- SOURCE MATERIAL:
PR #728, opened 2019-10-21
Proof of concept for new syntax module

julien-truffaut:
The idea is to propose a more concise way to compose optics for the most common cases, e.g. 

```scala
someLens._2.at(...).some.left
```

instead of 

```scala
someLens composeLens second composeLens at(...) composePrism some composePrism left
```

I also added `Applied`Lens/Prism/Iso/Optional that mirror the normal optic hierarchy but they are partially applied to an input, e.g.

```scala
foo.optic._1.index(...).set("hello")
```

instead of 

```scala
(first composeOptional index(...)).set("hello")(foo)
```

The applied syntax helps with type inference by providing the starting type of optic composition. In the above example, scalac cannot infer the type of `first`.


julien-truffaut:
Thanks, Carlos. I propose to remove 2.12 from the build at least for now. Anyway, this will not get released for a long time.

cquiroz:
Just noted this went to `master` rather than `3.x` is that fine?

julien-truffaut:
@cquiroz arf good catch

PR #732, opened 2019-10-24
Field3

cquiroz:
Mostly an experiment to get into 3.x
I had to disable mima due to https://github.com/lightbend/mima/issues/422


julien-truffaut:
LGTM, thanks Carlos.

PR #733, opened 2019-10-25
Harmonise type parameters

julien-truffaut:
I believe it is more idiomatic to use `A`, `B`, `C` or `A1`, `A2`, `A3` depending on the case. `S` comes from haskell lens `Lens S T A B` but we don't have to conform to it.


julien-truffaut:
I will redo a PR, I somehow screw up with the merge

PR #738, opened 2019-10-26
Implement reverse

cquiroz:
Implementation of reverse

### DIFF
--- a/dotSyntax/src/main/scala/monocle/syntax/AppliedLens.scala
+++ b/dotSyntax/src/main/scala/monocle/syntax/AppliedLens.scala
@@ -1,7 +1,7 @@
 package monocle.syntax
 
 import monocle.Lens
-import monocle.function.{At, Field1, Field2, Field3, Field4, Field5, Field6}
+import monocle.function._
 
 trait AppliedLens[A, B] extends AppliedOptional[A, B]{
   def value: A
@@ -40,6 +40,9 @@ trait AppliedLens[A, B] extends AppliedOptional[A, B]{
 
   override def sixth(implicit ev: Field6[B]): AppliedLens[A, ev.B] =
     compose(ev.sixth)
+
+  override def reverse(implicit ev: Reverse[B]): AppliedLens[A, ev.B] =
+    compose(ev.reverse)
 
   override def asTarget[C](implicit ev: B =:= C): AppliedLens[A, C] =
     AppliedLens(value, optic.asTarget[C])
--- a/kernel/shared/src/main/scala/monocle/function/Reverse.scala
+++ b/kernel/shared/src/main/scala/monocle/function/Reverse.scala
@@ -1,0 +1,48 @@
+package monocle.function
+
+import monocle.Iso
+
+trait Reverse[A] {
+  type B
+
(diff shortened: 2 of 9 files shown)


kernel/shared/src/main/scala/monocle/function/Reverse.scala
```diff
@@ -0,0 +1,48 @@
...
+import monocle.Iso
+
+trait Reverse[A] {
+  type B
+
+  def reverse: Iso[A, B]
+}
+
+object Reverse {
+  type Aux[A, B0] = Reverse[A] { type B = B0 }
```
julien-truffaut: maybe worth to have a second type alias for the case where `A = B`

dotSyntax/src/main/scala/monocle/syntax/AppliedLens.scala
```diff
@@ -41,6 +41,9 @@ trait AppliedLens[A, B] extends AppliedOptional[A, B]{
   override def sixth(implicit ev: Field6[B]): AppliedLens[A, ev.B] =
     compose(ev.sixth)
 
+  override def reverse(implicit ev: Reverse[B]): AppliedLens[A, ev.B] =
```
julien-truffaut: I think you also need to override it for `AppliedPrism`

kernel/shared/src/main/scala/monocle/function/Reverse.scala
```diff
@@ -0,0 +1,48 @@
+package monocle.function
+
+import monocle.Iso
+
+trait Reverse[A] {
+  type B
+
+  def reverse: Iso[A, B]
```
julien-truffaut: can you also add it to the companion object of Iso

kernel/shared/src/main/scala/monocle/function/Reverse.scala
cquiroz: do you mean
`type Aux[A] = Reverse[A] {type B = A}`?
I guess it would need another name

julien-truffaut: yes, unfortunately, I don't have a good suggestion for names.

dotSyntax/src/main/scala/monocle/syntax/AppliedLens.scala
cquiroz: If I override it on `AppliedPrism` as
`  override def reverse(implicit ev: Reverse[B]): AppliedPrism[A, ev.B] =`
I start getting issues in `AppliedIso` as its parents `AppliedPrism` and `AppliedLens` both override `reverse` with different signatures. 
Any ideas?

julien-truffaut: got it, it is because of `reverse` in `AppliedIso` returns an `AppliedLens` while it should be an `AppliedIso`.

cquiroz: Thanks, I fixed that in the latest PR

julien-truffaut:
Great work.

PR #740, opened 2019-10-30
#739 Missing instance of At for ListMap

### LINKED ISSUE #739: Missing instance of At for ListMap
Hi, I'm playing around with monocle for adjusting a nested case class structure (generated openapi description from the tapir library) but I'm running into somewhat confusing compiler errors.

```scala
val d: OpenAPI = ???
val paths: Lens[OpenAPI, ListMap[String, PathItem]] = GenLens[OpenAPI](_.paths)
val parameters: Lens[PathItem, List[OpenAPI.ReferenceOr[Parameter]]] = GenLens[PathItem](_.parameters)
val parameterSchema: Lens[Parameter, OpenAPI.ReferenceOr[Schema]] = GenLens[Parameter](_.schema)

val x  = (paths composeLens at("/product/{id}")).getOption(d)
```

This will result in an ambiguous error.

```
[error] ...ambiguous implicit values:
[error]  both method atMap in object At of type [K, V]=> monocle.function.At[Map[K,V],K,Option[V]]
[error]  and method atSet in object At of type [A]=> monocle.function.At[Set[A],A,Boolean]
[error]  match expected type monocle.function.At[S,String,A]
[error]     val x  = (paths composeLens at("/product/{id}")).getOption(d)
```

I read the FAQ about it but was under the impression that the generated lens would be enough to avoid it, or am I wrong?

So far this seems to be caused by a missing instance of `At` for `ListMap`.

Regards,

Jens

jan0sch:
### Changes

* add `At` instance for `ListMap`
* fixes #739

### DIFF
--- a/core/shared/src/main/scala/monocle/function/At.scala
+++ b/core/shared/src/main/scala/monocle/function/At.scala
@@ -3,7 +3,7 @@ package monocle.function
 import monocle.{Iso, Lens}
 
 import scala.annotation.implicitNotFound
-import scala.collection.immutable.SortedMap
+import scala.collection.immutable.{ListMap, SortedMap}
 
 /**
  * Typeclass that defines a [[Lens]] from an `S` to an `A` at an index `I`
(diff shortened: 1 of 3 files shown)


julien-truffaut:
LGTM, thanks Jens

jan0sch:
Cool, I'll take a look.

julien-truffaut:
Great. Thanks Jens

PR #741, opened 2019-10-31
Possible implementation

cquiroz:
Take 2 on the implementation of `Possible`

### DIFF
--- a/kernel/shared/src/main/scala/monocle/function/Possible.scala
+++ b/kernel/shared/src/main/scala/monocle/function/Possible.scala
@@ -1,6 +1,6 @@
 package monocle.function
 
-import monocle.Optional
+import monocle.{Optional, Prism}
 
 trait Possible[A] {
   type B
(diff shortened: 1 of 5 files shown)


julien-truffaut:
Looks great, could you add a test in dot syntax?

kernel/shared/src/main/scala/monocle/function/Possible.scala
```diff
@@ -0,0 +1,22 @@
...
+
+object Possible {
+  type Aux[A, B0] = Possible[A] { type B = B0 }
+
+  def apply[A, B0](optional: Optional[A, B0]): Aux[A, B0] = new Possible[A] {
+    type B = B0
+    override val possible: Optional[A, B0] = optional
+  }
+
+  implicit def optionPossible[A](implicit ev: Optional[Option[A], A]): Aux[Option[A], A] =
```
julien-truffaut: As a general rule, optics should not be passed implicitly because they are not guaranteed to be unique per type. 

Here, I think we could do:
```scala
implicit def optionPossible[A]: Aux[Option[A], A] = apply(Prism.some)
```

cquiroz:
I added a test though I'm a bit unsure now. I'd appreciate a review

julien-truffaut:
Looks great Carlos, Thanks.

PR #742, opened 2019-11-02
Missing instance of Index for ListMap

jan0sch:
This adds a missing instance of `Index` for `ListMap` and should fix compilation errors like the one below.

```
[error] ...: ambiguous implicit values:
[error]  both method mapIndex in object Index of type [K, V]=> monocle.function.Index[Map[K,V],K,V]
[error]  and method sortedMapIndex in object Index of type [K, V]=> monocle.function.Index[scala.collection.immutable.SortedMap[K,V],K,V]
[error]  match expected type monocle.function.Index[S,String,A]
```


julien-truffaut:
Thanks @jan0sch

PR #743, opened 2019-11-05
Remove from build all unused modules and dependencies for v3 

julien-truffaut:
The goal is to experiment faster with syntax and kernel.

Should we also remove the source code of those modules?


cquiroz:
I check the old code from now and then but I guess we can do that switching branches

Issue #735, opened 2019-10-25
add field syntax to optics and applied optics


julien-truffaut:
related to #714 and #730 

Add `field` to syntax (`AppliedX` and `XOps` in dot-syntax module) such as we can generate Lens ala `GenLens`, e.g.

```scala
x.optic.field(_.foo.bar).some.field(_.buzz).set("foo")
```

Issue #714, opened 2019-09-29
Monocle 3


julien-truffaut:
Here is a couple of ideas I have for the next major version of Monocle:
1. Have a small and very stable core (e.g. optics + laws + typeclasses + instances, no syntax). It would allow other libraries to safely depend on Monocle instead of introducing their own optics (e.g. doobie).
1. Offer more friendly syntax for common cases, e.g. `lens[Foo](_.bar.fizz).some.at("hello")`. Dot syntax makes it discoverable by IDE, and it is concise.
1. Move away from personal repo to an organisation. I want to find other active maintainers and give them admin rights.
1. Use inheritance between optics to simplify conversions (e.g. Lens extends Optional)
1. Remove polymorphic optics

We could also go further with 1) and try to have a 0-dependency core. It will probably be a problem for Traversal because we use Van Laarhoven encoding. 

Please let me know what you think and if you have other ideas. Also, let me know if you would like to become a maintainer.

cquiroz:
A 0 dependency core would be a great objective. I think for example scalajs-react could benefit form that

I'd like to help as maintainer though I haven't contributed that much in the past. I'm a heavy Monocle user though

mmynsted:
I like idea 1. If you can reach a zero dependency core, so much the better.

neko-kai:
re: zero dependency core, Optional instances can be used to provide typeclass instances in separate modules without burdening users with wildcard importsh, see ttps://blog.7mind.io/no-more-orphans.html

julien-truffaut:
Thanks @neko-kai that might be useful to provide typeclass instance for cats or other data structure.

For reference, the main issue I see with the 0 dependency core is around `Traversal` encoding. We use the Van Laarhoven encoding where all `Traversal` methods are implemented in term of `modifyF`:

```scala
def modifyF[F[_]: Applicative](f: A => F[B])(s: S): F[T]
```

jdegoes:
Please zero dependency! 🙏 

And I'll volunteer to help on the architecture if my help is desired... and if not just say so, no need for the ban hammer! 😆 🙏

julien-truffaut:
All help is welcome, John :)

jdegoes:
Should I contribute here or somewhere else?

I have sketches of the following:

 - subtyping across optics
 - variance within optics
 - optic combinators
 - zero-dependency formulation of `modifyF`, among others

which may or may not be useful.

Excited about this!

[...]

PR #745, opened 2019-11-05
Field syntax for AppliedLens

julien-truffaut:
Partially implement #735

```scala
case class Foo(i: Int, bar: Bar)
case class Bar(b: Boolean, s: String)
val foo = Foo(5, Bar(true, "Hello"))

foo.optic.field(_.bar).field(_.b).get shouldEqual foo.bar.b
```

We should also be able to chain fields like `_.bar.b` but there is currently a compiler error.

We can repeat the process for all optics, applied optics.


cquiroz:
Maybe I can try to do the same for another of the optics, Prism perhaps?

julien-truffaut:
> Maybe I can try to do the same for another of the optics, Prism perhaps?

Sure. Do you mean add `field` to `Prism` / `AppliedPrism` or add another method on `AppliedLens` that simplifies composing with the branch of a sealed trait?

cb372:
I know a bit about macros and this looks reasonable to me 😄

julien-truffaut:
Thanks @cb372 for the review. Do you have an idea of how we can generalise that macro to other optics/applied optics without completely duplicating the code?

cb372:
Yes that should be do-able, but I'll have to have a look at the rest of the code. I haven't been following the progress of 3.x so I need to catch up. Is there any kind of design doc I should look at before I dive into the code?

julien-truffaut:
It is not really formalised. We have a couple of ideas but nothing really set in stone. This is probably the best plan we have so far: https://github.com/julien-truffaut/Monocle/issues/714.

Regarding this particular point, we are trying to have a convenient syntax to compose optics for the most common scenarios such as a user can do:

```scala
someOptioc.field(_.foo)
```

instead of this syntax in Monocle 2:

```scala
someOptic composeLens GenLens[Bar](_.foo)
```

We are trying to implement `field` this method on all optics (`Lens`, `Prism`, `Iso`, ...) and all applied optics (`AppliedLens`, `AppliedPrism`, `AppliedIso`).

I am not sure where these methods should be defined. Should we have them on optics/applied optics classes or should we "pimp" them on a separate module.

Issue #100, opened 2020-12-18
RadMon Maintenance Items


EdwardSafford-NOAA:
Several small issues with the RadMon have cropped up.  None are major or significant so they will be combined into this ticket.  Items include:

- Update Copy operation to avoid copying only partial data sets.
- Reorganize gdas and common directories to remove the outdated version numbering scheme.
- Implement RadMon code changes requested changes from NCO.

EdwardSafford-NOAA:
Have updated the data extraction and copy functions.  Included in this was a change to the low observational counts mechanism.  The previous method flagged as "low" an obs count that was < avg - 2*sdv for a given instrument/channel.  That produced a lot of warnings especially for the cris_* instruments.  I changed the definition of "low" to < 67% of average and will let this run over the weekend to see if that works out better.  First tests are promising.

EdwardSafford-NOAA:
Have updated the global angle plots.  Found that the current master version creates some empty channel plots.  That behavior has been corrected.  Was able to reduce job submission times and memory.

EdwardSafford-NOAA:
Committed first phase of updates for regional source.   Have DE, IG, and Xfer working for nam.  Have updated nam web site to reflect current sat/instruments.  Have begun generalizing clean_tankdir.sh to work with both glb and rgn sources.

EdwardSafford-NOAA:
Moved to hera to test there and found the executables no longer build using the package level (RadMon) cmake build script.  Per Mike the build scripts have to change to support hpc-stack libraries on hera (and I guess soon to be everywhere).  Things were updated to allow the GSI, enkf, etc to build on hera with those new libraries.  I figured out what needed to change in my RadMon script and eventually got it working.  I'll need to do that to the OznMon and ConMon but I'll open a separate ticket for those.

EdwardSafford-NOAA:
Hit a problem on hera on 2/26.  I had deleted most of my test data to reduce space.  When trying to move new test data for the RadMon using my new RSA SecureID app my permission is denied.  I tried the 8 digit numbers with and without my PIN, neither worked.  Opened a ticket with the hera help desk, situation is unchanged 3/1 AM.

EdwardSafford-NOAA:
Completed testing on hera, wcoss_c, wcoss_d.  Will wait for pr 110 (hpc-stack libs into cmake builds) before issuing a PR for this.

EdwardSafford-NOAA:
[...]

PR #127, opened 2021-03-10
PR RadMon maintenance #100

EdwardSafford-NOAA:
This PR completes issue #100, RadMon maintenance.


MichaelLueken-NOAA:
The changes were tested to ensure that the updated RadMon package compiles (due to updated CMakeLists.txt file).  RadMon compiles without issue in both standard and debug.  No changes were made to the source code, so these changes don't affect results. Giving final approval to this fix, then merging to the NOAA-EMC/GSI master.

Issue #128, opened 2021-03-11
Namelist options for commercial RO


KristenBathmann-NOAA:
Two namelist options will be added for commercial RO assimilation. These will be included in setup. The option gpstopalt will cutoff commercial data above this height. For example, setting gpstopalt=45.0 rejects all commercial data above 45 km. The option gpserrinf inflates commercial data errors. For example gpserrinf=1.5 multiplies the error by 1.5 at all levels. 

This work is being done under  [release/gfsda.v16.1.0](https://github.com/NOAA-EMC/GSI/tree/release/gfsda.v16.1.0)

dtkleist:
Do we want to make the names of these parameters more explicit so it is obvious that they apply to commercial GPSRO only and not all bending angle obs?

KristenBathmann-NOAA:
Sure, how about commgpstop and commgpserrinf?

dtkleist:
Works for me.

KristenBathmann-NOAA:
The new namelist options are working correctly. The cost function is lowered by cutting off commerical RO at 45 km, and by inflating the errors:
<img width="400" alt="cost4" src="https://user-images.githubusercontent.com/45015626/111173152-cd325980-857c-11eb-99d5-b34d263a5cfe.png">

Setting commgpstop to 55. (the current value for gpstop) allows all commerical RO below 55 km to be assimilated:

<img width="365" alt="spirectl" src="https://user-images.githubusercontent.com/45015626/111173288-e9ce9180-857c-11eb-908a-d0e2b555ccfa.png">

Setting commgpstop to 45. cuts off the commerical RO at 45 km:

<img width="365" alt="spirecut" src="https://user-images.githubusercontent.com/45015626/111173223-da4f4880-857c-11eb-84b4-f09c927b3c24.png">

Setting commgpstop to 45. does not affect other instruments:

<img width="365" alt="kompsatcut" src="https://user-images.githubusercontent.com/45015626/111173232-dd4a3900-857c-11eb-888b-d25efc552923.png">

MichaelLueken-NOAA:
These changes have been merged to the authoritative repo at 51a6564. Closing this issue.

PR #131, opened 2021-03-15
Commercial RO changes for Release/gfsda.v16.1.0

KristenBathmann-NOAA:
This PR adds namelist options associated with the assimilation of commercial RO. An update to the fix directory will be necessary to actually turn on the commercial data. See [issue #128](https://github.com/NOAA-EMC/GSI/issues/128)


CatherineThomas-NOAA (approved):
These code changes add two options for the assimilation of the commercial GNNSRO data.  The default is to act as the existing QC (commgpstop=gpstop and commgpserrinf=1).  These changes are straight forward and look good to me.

- WHAT TO PRODUCE: Check each line of the records for the word "paths" and extract those that contain it.

- RESULT:
val paths: Lens[OpenAPI, ListMap[String, PathItem]] = GenLens[OpenAPI](_.paths)
val x  = (paths composeLens at("/product/{id}")).getOption(d)
[error]     val x  = (paths composeLens at("/product/{id}")).getOption(d)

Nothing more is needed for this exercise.